Вскоре и я убедился, что вступать с переводчиком в спор небезопасно, а затевать разговор о вещах, в которых ты разбираешься, а он нет, и вовсе рискованно. Лучше других умел ладить с ним хитрый и находчивый Аббас Фавзи. И хотя Абдаррахман в глубине души презирал Аббаса, держался он с ним дружелюбно и учтиво. Отец Абдаррахмана Шаабана был военным министром. Он послал сына во Францию изучать медицину. Десять лет провел Абдаррахман без всякой пользы, разъезжая из Франции в Англию и обратно. Год или два учился на медицинском факультете, еще два — на естественном, потом по году или чуть больше на юридическом и филологическом, но диплома так и не получил. Вернулся он в Египет после смерти отца; тогда ему было уже лет тридцать. Голова его представляла собой некое подобие растрепанного, лишившегося многих страниц энциклопедического словаря: неплохое владение английским и французским языками причудливо дополнялось обширными познаниями по части женщин и карт, кабаков и театров, кино и публичных домов. Абдаррахман привез с собой жену-ливанку примерно одного с ним возраста. Отец не оставил ему ничего. Старшая сестра с мужем-послом жила за границей. Абдаррахман устроился переводчиком во французское посольство.
— Не проработал там и года: был вынужден уйти из-за пощечины, которую я влепил пресс-атташе.
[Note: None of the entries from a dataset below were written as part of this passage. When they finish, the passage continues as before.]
PR #11414, opened 2024-08-20
[DOC] Include keywords.rdoc in doc/syntax/

BurdetteLamar:
I think this doc belongs in `doc/syntax/`.  I chose to include, rather than move, so as not to disturb any links out there in the web.


peterzhu2118 (commented):
>  I chose to include, rather than move, so as not to disturb any links out there in the web.

I would prefer to move rather than include, so we don't have inclusions and duplicate pages. The documentation in the master branch is not stable and links are not guaranteed. If a user wants a stable link, then they should point to a released version of Ruby (e.g. Ruby 3.3).

BurdetteLamar:
@peterzhu2118, I fouled my repo wrt this PR.  I think the PR is now correct (rename vs. include); if not, I'll rework somehow.

peterzhu2118 (approved):

PR #11415, opened 2024-08-20
[PRISM] Implement unused block warning

eileencodes:
Related: ruby/prism#2935

cc/ @kddnewton


kddnewton (changes requested):
Can you enable `TestISeq#test_unused_param` as a part of this PR?

Also, I'm a bit confused about the super node one. In the upstream compiler it looks like it checks if there's a block on the parent ISEQ. I'm not sure how that translates here. (Not saying your implementation is wrong, I just don't understand.)

kddnewton (approved):

PR #11429, opened 2024-08-22
automerge needs windows results

hsbt:
https://github.com/ruby/ruby/pull/11419 is merged with Windows failure. We should prevent that.


nobu:
👍 
The mswin platform is special for both the compiler, runtime, and build system.
Also it is not the bottleneck of the CI.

Он поступил на радио, но и оттуда должен был уйти после того, как с кем-то повздорил. Потом работал в газете «Аль-Мукаттам» до тех пор, пока не обозвал ее владельца неприличным словом, за что едва не угодил под суд. Наконец устроился в министерство, выдержав предварительно конкурс на замещение вакантной должности, о котором было объявлено в газетах. Он привык жить широко, на европейский манер, и жалованья ему не хватало. Зная два языка, Абдаррахман делал переводы для газет и журналов, для издательств, для серии «Карманная библиотека». Все гонорары тут же проживал, много денег у него уходило на воспитание единственной дочери, которую он боготворил. Квартиру они снимали на улице Фуада, 1.[80] Знакомство водили в основном с семьями европейцев — французов, итальянцев, иногда англичан. Он из кожи вон лез, чтобы удовлетворить свое пристрастие к изящной мебели, вкусной еде, тонким винам, изысканному обществу, светским разговорам.